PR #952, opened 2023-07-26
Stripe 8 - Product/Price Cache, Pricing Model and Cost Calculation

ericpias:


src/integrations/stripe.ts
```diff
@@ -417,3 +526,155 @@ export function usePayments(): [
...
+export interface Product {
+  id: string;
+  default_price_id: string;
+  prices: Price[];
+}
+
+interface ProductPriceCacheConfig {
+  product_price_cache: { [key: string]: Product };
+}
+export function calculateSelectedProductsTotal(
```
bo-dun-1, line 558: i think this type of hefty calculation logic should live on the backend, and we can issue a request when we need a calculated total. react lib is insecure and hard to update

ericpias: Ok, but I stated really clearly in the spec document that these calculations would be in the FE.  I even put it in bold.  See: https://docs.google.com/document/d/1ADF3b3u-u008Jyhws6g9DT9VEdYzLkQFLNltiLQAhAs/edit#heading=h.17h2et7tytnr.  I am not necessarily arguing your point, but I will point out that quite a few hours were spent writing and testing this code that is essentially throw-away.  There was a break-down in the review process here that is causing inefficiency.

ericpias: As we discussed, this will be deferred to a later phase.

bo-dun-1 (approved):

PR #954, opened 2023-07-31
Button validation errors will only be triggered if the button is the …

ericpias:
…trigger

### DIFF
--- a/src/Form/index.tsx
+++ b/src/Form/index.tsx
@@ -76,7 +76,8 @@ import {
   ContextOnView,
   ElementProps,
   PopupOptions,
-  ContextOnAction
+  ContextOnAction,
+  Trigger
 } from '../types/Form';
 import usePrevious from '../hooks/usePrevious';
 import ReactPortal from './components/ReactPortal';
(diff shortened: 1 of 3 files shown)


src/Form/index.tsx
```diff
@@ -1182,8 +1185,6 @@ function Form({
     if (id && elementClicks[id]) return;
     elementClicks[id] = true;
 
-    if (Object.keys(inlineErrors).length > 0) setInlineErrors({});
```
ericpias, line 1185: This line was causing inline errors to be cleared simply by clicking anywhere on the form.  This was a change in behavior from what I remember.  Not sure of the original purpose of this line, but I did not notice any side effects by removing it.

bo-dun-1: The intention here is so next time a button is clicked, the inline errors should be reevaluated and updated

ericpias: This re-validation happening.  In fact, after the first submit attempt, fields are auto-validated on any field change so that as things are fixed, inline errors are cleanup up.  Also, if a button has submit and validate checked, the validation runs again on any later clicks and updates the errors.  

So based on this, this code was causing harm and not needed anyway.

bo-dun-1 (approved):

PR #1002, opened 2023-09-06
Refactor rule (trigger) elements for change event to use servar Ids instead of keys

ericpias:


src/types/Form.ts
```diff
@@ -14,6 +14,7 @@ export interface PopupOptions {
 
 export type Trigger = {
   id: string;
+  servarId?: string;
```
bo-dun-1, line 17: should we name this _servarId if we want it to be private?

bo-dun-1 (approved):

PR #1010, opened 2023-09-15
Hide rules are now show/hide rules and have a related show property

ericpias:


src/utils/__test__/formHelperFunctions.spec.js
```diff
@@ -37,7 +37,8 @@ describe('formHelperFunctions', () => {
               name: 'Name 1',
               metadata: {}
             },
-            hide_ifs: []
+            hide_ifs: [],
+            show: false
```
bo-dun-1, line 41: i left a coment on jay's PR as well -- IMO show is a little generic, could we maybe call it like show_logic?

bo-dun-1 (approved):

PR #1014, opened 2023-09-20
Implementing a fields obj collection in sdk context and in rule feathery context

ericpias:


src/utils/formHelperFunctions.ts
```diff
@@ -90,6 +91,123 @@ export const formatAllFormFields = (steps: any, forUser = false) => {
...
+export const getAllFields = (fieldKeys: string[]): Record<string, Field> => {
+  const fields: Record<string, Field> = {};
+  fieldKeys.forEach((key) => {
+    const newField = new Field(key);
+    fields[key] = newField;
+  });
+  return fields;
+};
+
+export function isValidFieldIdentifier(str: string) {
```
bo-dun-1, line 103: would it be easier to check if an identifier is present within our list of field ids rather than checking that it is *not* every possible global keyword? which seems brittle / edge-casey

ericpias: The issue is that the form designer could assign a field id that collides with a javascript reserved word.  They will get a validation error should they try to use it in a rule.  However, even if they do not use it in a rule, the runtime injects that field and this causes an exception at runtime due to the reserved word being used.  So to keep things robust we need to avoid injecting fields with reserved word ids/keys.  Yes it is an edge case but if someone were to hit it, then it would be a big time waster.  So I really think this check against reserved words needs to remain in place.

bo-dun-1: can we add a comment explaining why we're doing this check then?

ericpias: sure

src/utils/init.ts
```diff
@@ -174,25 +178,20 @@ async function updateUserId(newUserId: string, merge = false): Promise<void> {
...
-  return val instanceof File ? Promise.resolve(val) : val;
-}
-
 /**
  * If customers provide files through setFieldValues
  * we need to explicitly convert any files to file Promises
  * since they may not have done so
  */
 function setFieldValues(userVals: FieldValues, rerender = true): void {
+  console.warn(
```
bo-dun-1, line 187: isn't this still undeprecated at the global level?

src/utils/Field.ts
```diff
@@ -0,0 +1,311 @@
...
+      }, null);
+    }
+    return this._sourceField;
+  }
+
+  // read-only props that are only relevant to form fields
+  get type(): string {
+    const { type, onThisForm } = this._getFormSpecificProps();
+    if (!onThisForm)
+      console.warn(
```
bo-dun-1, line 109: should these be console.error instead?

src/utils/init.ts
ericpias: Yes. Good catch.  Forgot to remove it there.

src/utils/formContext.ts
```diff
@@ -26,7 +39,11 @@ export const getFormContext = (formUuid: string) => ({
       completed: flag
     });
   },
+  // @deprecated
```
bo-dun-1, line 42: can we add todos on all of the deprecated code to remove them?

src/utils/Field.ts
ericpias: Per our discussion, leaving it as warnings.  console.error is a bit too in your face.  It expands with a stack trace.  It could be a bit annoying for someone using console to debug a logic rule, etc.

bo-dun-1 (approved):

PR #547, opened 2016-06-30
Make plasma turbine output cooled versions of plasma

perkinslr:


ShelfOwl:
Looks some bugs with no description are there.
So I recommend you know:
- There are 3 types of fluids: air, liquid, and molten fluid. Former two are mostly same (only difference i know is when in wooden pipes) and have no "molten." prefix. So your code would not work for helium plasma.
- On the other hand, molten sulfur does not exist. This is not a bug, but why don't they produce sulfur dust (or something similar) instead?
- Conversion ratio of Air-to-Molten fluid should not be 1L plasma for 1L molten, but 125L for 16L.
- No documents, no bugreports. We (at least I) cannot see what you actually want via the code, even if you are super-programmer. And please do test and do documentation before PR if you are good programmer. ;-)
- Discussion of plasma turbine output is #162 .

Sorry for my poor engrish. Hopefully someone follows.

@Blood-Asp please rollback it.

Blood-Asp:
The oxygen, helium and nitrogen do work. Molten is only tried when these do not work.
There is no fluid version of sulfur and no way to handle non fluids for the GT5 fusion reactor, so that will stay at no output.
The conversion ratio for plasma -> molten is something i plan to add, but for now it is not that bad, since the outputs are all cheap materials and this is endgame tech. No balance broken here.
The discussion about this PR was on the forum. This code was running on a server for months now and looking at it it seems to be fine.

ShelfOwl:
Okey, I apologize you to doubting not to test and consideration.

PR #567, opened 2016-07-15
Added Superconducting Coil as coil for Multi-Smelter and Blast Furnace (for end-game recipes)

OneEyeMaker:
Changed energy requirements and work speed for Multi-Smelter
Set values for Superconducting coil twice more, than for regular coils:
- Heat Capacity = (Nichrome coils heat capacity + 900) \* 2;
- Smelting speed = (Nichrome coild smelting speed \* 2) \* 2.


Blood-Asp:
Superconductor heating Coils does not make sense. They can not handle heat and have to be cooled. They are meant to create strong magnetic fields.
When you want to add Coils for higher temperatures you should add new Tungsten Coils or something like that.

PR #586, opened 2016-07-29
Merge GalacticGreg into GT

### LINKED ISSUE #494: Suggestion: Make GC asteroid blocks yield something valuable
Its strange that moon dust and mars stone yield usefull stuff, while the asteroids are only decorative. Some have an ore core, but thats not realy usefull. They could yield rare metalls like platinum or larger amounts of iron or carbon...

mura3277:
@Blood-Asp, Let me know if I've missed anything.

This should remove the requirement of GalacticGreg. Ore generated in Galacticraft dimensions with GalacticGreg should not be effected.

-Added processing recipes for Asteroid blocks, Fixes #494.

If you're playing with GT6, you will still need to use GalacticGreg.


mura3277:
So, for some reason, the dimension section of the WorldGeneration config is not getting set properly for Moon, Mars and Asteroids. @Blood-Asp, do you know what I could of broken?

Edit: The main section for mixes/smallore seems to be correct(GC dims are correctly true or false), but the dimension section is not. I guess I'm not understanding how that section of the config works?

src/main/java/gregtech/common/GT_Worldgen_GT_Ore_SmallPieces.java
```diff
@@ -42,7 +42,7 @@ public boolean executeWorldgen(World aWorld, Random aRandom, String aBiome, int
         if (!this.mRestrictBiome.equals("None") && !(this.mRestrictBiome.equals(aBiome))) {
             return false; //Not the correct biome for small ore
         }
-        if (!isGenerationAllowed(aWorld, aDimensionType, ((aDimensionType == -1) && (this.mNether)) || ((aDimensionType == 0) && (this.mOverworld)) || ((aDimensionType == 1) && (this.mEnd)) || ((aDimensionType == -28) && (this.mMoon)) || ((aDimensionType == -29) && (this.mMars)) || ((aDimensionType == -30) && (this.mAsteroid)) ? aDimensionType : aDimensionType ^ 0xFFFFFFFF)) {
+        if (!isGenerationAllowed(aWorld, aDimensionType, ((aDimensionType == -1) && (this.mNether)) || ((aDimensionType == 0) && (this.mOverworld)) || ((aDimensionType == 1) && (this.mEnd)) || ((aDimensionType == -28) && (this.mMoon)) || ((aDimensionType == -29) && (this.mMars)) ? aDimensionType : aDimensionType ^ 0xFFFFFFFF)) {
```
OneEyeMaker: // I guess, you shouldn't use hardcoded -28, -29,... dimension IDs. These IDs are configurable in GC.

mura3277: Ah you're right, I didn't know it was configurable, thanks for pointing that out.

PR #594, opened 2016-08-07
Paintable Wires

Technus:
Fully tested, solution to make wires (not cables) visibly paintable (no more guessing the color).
# # # #
■ Assigned task
The reply should consist solely of the lines above from the one that has "- On the other" through the one that has "- Conversion ratio", reproduced exactly.

■ Reply
- On the other hand, molten sulfur does not exist. This is not a bug, but why don't they produce sulfur dust (or something similar) instead?
- Conversion ratio of Air-to-Molten fluid should not be 1L plasma for 1L molten, but 125L for 16L.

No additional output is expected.